Au troisième acte, Laëtitia Pujol est une Marguerite en fin de vie, qui ne peut plus cacher sa maladie. Hantée sans cesse par le spectre de Manon, qui vient lui rappeler son destin. La mort est inévitable. Moment fort de ce troisième acte, le black pas de deux, ultimes retrouvailles pour Marguerite et Armand. La tension est présente, les portés sont somptueux et les deux danseurs nous font vivre ce moment avec intensité. Ils terminent à l’unisson sur les dernière notes de la Ballade de Chopin. Ils sont émouvants La danseuse Etoile est à nouveau touchante lorsqu’au bal, elle ouvre l’enveloppe qu’Armand lui a donné contenant les billets. Un bal au cours duquel Charlotte Ranson, qui incarne Olympia ce soir, est rayonnante et mutine à souhait.
Les dernières scènes de la Dame aux Camélias sont toujours particulièrement émouvantes. Tandis qu’Armand découvre mot après mot la vérité, à l’arrière de la scène, on aperçoit Marguerite, très affaiblie, écrire ses confessions. On retrouve cette même Marguerite, le teint livide, complètement perdue et à la recherche de son bonheur perdu au Théâtre des Variétés. Elle retournera une dernière fois écrire ses confessions sur son bureau, toujours hantée par le spectre de Manon. Le rideau tombe sur une Marguerite à terre, et un Armand totalement bouleversé.
Malgré un début un peu déroutant, les deux danseurs ont peu à peu planté le décor pour raconter l’histoire tragique de cette dame aux camélias et de son amant, offrant une prestation et une interprétation touchantes et émouvantes.

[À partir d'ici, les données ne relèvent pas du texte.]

PR #2768, opened 2023-06-13
Fix protocol tests against the orchestrator

jdisanti:
This PR fixes the protocol tests in orchestrator mode, and adds `--all-targets` to the orchestrator CI checks.

----


Velfi (approved):
Thanks for fixing this John

PR #2771, opened 2023-06-14
Make RuntimePlugin & RuntimePlugins Send/Sync

rcoh:
## Motivation and Context
We will eventually want to store additional runtime plugins on fluent builders, clients, etc. To make this work, the RuntimePlugin trait needs to assert Send/Sync

## Description
Small tweaks + test on the RuntimePlugin trait

## Testing
CI

----


ysaito1001 (approved):

jdisanti (approved):

jdisanti:
Breaking change? I don't think it is since nothing in these runtime crates are actually used by anything yet.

A la sortie, on se demande encore : mais pourquoi on ne se lasse pas de cette Dame aux Camélias ? Pourquoi a-t-on encore envie d’y retourner ? Quelques pistes de réflexion? Ces effets de scène, cette chorégraphie, très théâtrale, ses trois pas de deux, aussi beaux les uns que les autres et chacun de plus en plus intense, cette multitude de portés aériens et vertigineux, ces interprètes apportant chacun leur valeur ajoutée au ballet… Le tout accompagné par le romantisme de la musique de Chopin. C’est certainement pour toutes ces raisons que l’on ne se lasse pas de voir La Dame aux Camélias.